WORK INSTRUCTION — Each record must be printed again exactly as given.
(Beginning of EXERCISE INPUTS)
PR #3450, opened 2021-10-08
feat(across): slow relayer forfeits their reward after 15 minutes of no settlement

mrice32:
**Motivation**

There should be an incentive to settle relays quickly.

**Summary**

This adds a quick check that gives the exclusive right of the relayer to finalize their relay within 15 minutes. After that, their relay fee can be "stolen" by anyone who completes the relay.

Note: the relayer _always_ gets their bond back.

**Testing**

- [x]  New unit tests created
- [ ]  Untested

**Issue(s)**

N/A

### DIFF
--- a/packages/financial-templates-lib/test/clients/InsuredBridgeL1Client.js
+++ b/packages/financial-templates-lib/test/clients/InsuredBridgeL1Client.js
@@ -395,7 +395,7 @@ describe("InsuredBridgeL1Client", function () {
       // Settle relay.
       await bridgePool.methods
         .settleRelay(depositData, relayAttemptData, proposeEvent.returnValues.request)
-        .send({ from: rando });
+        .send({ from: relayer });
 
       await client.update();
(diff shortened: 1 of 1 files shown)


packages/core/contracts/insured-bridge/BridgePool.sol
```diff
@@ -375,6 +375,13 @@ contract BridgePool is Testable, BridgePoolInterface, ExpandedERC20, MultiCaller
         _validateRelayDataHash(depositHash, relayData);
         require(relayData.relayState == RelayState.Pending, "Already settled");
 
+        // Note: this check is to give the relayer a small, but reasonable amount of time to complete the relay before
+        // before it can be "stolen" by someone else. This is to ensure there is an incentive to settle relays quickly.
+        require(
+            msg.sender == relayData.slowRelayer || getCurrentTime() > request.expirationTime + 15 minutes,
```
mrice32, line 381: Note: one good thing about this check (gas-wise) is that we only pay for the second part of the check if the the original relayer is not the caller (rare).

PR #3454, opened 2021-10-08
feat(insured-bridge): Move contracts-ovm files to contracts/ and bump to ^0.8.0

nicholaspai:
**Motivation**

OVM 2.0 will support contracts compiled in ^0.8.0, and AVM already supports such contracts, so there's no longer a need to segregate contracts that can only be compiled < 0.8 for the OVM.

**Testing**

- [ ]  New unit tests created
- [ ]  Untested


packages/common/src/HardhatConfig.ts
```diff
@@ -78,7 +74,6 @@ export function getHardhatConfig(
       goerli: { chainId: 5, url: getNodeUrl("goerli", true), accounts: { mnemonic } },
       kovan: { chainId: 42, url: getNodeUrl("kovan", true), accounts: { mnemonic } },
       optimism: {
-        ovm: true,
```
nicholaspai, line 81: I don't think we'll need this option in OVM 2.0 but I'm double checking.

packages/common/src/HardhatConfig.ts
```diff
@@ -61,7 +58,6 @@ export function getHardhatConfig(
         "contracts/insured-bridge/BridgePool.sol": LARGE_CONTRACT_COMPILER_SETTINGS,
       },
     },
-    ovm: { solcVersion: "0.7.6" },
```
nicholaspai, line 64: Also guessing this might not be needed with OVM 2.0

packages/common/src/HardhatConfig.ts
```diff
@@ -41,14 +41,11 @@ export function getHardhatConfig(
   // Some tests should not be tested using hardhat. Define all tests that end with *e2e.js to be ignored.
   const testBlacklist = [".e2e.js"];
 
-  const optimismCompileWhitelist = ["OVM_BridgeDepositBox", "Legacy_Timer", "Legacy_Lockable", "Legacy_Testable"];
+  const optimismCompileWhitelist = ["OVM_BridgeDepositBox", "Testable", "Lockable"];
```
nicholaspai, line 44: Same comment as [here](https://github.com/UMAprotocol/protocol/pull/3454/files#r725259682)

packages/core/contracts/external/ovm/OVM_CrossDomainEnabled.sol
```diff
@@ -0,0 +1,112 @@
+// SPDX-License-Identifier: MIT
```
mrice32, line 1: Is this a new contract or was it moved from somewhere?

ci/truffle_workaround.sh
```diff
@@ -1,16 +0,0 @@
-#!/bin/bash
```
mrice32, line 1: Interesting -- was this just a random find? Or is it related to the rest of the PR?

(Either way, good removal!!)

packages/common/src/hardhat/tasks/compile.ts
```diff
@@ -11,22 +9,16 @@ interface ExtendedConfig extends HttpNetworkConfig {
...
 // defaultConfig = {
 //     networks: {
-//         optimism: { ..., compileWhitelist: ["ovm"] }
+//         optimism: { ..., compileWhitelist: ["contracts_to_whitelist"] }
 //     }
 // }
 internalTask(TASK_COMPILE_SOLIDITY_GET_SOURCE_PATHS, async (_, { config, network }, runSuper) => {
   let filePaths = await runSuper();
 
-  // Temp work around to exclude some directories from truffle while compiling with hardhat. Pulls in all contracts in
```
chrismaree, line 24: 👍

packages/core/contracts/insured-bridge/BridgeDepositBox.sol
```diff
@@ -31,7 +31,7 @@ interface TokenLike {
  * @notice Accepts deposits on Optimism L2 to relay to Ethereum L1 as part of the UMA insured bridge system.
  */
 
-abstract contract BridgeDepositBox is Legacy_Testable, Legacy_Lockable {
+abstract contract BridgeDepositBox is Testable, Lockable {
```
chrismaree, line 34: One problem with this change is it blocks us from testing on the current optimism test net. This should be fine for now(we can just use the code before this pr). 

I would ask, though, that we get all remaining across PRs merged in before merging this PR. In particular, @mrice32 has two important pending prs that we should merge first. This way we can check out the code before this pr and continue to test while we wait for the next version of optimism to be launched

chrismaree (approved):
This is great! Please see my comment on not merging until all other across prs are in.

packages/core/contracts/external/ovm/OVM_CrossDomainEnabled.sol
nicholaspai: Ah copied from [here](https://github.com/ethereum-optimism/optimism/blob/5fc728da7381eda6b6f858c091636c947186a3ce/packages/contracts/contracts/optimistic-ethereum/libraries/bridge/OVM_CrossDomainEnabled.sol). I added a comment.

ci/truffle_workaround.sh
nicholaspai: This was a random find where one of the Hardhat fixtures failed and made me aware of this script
(End of EXERCISE INPUTS)
ANSWER AREA —
PR #3450, opened 2021-10-08
feat(across): slow relayer forfeits their reward after 15 minutes of no settlement

mrice32:
**Motivation**

There should be an incentive to settle relays quickly.

**Summary**

This adds a quick check that gives the exclusive right of the relayer to finalize their relay within 15 minutes. After that, their relay fee can be "stolen" by anyone who completes the relay.

Note: the relayer _always_ gets their bond back.

**Testing**

- [x]  New unit tests created
- [ ]  Untested

**Issue(s)**

N/A

### DIFF
--- a/packages/financial-templates-lib/test/clients/InsuredBridgeL1Client.js
+++ b/packages/financial-templates-lib/test/clients/InsuredBridgeL1Client.js
@@ -395,7 +395,7 @@ describe("InsuredBridgeL1Client", function () {
       // Settle relay.
       await bridgePool.methods
         .settleRelay(depositData, relayAttemptData, proposeEvent.returnValues.request)
-        .send({ from: rando });
+        .send({ from: relayer });
 
       await client.update();
(diff shortened: 1 of 1 files shown)


packages/core/contracts/insured-bridge/BridgePool.sol
```diff
@@ -375,6 +375,13 @@ contract BridgePool is Testable, BridgePoolInterface, ExpandedERC20, MultiCaller
         _validateRelayDataHash(depositHash, relayData);
         require(relayData.relayState == RelayState.Pending, "Already settled");
 
+        // Note: this check is to give the relayer a small, but reasonable amount of time to complete the relay before
+        // before it can be "stolen" by someone else. This is to ensure there is an incentive to settle relays quickly.
+        require(
+            msg.sender == relayData.slowRelayer || getCurrentTime() > request.expirationTime + 15 minutes,
```
mrice32, line 381: Note: one good thing about this check (gas-wise) is that we only pay for the second part of the check if the the original relayer is not the caller (rare).

PR #3454, opened 2021-10-08
feat(insured-bridge): Move contracts-ovm files to contracts/ and bump to ^0.8.0

nicholaspai:
**Motivation**

OVM 2.0 will support contracts compiled in ^0.8.0, and AVM already supports such contracts, so there's no longer a need to segregate contracts that can only be compiled < 0.8 for the OVM.

**Testing**

- [ ]  New unit tests created
- [ ]  Untested


packages/common/src/HardhatConfig.ts
```diff
@@ -78,7 +74,6 @@ export function getHardhatConfig(
       goerli: { chainId: 5, url: getNodeUrl("goerli", true), accounts: { mnemonic } },
       kovan: { chainId: 42, url: getNodeUrl("kovan", true), accounts: { mnemonic } },
       optimism: {
-        ovm: true,
```
nicholaspai, line 81: I don't think we'll need this option in OVM 2.0 but I'm double checking.

packages/common/src/HardhatConfig.ts
```diff
@@ -61,7 +58,6 @@ export function getHardhatConfig(
         "contracts/insured-bridge/BridgePool.sol": LARGE_CONTRACT_COMPILER_SETTINGS,
       },
     },
-    ovm: { solcVersion: "0.7.6" },
```
nicholaspai, line 64: Also guessing this might not be needed with OVM 2.0

packages/common/src/HardhatConfig.ts
```diff
@@ -41,14 +41,11 @@ export function getHardhatConfig(
   // Some tests should not be tested using hardhat. Define all tests that end with *e2e.js to be ignored.
   const testBlacklist = [".e2e.js"];
 
-  const optimismCompileWhitelist = ["OVM_BridgeDepositBox", "Legacy_Timer", "Legacy_Lockable", "Legacy_Testable"];
+  const optimismCompileWhitelist = ["OVM_BridgeDepositBox", "Testable", "Lockable"];
```
nicholaspai, line 44: Same comment as [here](https://github.com/UMAprotocol/protocol/pull/3454/files#r725259682)

packages/core/contracts/external/ovm/OVM_CrossDomainEnabled.sol
```diff
@@ -0,0 +1,112 @@
+// SPDX-License-Identifier: MIT
```
mrice32, line 1: Is this a new contract or was it moved from somewhere?

ci/truffle_workaround.sh
```diff
@@ -1,16 +0,0 @@
-#!/bin/bash
```
mrice32, line 1: Interesting -- was this just a random find? Or is it related to the rest of the PR?

(Either way, good removal!!)

packages/common/src/hardhat/tasks/compile.ts
```diff
@@ -11,22 +9,16 @@ interface ExtendedConfig extends HttpNetworkConfig {
...
 // defaultConfig = {
 //     networks: {
-//         optimism: { ..., compileWhitelist: ["ovm"] }
+//         optimism: { ..., compileWhitelist: ["contracts_to_whitelist"] }
 //     }
 // }
 internalTask(TASK_COMPILE_SOLIDITY_GET_SOURCE_PATHS, async (_, { config, network }, runSuper) => {
   let filePaths = await runSuper();
 
-  // Temp work around to exclude some directories from truffle while compiling with hardhat. Pulls in all contracts in
```
chrismaree, line 24: 👍

packages/core/contracts/insured-bridge/BridgeDepositBox.sol
```diff
@@ -31,7 +31,7 @@ interface TokenLike {
  * @notice Accepts deposits on Optimism L2 to relay to Ethereum L1 as part of the UMA insured bridge system.
  */
 
-abstract contract BridgeDepositBox is Legacy_Testable, Legacy_Lockable {
+abstract contract BridgeDepositBox is Testable, Lockable {
```
chrismaree, line 34: One problem with this change is it blocks us from testing on the current optimism test net. This should be fine for now(we can just use the code before this pr). 

I would ask, though, that we get all remaining across PRs merged in before merging this PR. In particular, @mrice32 has two important pending prs that we should merge first. This way we can check out the code before this pr and continue to test while we wait for the next version of optimism to be launched

chrismaree (approved):
This is great! Please see my comment on not merging until all other across prs are in.

packages/core/contracts/external/ovm/OVM_CrossDomainEnabled.sol
nicholaspai: Ah copied from [here](https://github.com/ethereum-optimism/optimism/blob/5fc728da7381eda6b6f858c091636c947186a3ce/packages/contracts/contracts/optimistic-ethereum/libraries/bridge/OVM_CrossDomainEnabled.sol). I added a comment.

ci/truffle_workaround.sh
nicholaspai: This was a random find where one of the Hardhat fixtures failed and made me aware of this script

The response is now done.